**Brief**
Give back only the lines in the records below from the one with "PR #1241, opened 2022-03-21" to the one with "requirements: [requirements.txt]", both inclusive, word for word.

**Study material**
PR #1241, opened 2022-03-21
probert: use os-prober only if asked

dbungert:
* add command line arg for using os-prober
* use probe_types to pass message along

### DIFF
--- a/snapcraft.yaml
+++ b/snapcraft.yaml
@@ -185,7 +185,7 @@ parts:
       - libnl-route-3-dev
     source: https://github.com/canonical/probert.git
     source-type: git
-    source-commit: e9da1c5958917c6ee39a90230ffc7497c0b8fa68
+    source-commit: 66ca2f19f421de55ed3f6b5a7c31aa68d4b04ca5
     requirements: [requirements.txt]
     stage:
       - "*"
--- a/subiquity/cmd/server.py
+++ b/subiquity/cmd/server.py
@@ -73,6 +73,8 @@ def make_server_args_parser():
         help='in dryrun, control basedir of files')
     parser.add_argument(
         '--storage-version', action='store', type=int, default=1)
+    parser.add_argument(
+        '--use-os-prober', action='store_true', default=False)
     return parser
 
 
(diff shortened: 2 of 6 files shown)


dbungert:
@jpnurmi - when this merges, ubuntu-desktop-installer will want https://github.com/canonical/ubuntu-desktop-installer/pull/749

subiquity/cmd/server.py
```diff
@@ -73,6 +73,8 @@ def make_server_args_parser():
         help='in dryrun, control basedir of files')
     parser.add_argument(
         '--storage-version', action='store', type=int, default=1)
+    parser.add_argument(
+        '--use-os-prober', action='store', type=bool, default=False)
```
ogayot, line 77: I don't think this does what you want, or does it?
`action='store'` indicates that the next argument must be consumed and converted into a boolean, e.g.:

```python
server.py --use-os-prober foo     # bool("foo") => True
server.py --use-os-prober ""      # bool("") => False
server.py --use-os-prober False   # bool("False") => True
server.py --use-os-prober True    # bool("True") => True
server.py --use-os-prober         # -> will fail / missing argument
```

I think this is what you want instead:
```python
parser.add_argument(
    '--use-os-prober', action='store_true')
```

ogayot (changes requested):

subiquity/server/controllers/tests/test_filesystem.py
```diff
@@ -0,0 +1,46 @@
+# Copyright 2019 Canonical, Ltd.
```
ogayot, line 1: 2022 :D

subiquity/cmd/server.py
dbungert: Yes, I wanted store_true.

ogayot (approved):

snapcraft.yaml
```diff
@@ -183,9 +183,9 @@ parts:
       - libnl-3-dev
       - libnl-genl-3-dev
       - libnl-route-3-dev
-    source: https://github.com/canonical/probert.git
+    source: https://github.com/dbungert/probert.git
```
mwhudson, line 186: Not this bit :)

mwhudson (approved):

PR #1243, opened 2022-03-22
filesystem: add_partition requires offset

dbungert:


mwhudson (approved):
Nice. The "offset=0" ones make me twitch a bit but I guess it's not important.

---

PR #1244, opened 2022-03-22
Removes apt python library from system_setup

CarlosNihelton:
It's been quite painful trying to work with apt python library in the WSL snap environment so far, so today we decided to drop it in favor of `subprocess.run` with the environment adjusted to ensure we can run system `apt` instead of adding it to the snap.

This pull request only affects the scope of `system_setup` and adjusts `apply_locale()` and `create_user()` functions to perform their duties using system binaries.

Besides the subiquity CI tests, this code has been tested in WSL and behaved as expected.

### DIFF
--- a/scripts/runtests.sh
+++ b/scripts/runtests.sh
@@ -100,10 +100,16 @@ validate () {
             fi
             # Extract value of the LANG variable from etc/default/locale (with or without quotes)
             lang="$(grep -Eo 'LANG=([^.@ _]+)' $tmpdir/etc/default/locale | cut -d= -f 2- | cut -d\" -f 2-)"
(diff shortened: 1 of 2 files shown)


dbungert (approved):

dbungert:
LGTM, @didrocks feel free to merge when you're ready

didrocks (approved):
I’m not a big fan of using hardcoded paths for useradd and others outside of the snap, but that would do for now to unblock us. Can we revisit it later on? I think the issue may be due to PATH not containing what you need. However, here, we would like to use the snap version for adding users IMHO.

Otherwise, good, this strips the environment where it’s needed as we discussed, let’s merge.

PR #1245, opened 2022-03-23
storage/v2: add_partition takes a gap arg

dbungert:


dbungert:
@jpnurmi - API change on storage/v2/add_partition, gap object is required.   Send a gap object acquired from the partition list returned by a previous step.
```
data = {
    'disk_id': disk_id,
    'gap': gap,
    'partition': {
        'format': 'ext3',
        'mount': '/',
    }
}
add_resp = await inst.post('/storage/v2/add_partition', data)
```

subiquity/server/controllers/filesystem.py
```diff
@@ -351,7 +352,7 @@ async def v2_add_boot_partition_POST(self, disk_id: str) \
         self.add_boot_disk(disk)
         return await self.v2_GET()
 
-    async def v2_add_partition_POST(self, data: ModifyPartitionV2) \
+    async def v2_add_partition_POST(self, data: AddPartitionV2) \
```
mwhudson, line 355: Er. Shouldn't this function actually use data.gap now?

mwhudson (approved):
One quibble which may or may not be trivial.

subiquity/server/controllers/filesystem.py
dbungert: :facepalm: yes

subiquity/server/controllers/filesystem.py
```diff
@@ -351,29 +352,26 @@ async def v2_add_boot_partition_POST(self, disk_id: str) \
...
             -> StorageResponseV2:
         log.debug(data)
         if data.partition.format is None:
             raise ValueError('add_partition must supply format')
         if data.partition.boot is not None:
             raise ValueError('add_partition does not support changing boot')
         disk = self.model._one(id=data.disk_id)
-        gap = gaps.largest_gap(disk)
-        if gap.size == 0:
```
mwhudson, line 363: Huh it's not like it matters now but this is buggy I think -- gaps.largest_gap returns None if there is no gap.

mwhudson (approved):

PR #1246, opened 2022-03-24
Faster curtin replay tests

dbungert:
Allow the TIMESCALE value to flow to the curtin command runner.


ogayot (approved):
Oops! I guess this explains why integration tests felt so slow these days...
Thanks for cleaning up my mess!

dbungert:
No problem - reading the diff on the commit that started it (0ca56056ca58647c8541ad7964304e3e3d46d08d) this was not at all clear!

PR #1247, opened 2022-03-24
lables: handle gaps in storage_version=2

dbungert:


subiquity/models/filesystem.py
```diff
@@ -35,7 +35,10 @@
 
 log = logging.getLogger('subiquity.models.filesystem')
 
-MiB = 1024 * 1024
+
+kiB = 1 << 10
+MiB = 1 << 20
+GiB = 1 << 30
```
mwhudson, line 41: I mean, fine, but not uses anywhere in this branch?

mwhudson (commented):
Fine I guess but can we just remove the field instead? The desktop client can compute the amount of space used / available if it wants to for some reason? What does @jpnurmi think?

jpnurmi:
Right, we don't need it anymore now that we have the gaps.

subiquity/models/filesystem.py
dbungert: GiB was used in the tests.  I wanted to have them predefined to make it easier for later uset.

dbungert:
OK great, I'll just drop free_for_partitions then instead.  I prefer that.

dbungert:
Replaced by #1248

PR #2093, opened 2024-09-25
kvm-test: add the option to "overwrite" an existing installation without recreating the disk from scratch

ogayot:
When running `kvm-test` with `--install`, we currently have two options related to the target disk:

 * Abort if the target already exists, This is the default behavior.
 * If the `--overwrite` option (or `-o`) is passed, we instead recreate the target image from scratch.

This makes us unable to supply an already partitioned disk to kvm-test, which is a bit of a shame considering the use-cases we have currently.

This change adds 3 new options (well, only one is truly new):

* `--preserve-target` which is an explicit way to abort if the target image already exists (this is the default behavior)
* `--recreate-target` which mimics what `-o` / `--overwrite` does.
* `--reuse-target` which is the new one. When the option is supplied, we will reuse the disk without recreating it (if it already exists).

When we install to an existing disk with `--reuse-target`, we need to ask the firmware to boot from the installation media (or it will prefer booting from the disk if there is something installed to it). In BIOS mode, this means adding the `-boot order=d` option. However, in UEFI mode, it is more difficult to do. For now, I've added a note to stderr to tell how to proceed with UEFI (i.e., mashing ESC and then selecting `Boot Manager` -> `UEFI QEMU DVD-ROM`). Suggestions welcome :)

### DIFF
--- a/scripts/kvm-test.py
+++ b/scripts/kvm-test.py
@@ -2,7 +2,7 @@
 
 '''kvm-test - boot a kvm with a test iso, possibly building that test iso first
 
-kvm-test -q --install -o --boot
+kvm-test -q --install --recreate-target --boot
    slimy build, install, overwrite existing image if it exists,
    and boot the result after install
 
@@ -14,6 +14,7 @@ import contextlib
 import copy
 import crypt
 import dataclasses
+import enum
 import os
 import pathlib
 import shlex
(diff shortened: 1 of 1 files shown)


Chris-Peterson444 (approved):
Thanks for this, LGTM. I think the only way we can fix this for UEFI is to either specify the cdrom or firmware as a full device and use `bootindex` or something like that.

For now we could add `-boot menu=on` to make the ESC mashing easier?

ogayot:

**Task output**
PR #1241, opened 2022-03-21
probert: use os-prober only if asked

dbungert:
* add command line arg for using os-prober
* use probe_types to pass message along

### DIFF
--- a/snapcraft.yaml
+++ b/snapcraft.yaml
@@ -185,7 +185,7 @@ parts:
       - libnl-route-3-dev
     source: https://github.com/canonical/probert.git
     source-type: git
-    source-commit: e9da1c5958917c6ee39a90230ffc7497c0b8fa68
+    source-commit: 66ca2f19f421de55ed3f6b5a7c31aa68d4b04ca5
     requirements: [requirements.txt]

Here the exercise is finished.